Can we do any better?

Papermill gives us the superpowers to parameterize & execute the notebooks.

How does this solve our problems:

  1. Version Controlling We always clean the outputs of the parameterized notebook before committing the code. This keeps our workflow & commit messages sane.
  2. Scalability Now we can execute notebooks by running a python scripts, it will have our notebooks ready & baked for further visual analysis.

This workflow also makes it easier for us to catch bugs & fix them in place. (Try them out yourself, don’t just take my word for it)

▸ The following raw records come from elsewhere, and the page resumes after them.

Issue #4983, opened 2025-11-04
Perplexity model returns invalid finish_reason causing validation error


voodoohop:
## Problem
Perplexity model returning `finish_reason` value that doesn't match OpenAI schema validation

## Error
```
Invalid option: expected one of "stop"|"length"|"tool_calls"|"content_filter"|"function_call"
```

## Details
- **Location**: `enter.pollinations.ai` response validation
- **Error Code**: `INTERNAL_ERROR` (ZodError)
- **Impact**: 500 errors for Perplexity model requests

## Root Cause
- Perplexity API returns non-standard `finish_reason` value
- Response schema validation expects OpenAI-compatible values only
- Need to handle Perplexity-specific finish reasons

## Solution
- Map Perplexity finish reasons to OpenAI schema
- Add validation bypass/transformation for Perplexity responses
- Update Zod schema to accept Perplexity variants

voodoohop:
https://github.com/pollinations/pollinations/pull/4985 closed by

PR #5439, opened 2025-11-27
fix: relax OpenAI schema validation for multi-provider compatibility

voodoohop:
Fixes schema validation errors when using Gemini and other non-OpenAI providers.

**Changes:**
- `finish_reason`: enum → string (accepts any provider value)
- `message.content`: nullable → nullish (accepts undefined)

**Problem:**
- Gemini returns `MAX_TOKENS`, `SAFETY`, `RECITATION` etc. instead of OpenAI values
- Truncated responses can have `undefined` content instead of `null`

**Related:** Closes similar issue to #4983 (Perplexity finish_reason)


voodoohop:

PR #5441, opened 2025-11-27
Clear event buffer, improve batching logic

eulervoid:
- Clear successfully sent events from the D1 buffer after one day
- Only send event batches if there are either a minimum of pending events, or events older than 30 seconds

As this is quite a critical part of the system, i'd like to add some tests before we merge.


voodoohop:
@eulervoid i think this one was superceded by newer PRs. just check if anything is missing and potentially close it

eulervoid:
Merged via a different PR

PR #5444, opened 2025-11-27
cleanup: Remove unused BPAIGen fallback code

voodoohop:
- Remove `bpaigenModel.ts` (dead code - kontext disabled on legacy API)
- Remove `kontextModel.ts` (only used by bpaigenModel)
- Remove unused import from `createAndReturnImages.ts`

Since kontext is now only available via enter.pollinations.ai, this fallback code was never reachable.


voodoohop:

How to use this technique?

We will repeat the same process that we had defined in Part 1 of this series but now we will repeat it for multiple cities, i.e Fortportal & Entebbe.

Steps

  • Parameterize the required cell in the notebook

  • Define a configuration file config.json that would replace the parameters cell (i.e the cell we tagged in step 1) with the values with which we want to execute the notebook.

    [
      {
        "REGION": "fortportal",
        "UTM": 32636,
        "PIPELINE": "gridded-population"
      },
      {
        "REGION": "entebbe",
        "UTM": 32636,
        "PIPELINE": "gridded-population"
      }
    ]
    
  • Add an orchestrator.py to orchestrate the workflow

    def process(region, pipeline):
        '''Processes the pipeline for a given region & stores the executed notebook inside nb-output/ folder.
    
        Input
            - region: Name of the region
            - pipeline: Pipeline to run (gridded-population / cluster / query-engine)
    
        Return
            None
        '''
        def execute(nb, pipeline, region):
            '''Execute a notebook using papermill.'''
    
            pm.execute_notebook(
                input_path=nb,
                output_path=f'nb-output/{pipeline}-executed-{region["REGION"]}_@_{dt.now().strftime("%Y-%m-%d_%I-%M-%S_%p")}.ipynb',
                parameters=region
            )
    
        if   pipeline == 'query'             : execute('2020-11-06-query-engine.ipynb'      , pipeline, region)
        elif pipeline == 'cluster'           : execute('2020-11-06-cluster.ipynb'           , pipeline, region)
        elif pipeline == 'gridded-population': execute('2020-11-06-gridded-population.ipynb', pipeline, region)
        else: print('Not a valid pipeline')
    
  • Run the orchestrator.py file

    python orchestrator.py
    

This will execute the parameterized notebooks & store the executed notebooks inside nb-output/ folder.

Fortportal

Entebbe

Try this workflow & suggest any changes to improve it further. Happy Coding!